### WORK ORDER
Scan the records and identify every line in which the string "inject" occurs, then return those lines.

### EXERCISE MATERIALS
Start of Block

PR #1287, opened 2024-04-10
feat(logger): add service name as context

dragosp1011:
### Context

- fixes #


raducristianpopa (commented):
Instead of creating the logger in every class, we can inject it directly with Awilix:

```ts
container.register({
    logger: asValue(logger),
    sessionService: asClass(SessionService)
      .singleton()
      .inject(() => ({
        logger: logger.child(SessionService.name)
      })),
 })
```

This solution works as well, but I think it fits better to have everything loaded by Awilix.

beniaminmunteanu (dismissed):

beniaminmunteanu (approved):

End of Block

### REPLY TO THE TASK
Instead of creating the logger in every class, we can inject it directly with Awilix:
      .inject(() => ({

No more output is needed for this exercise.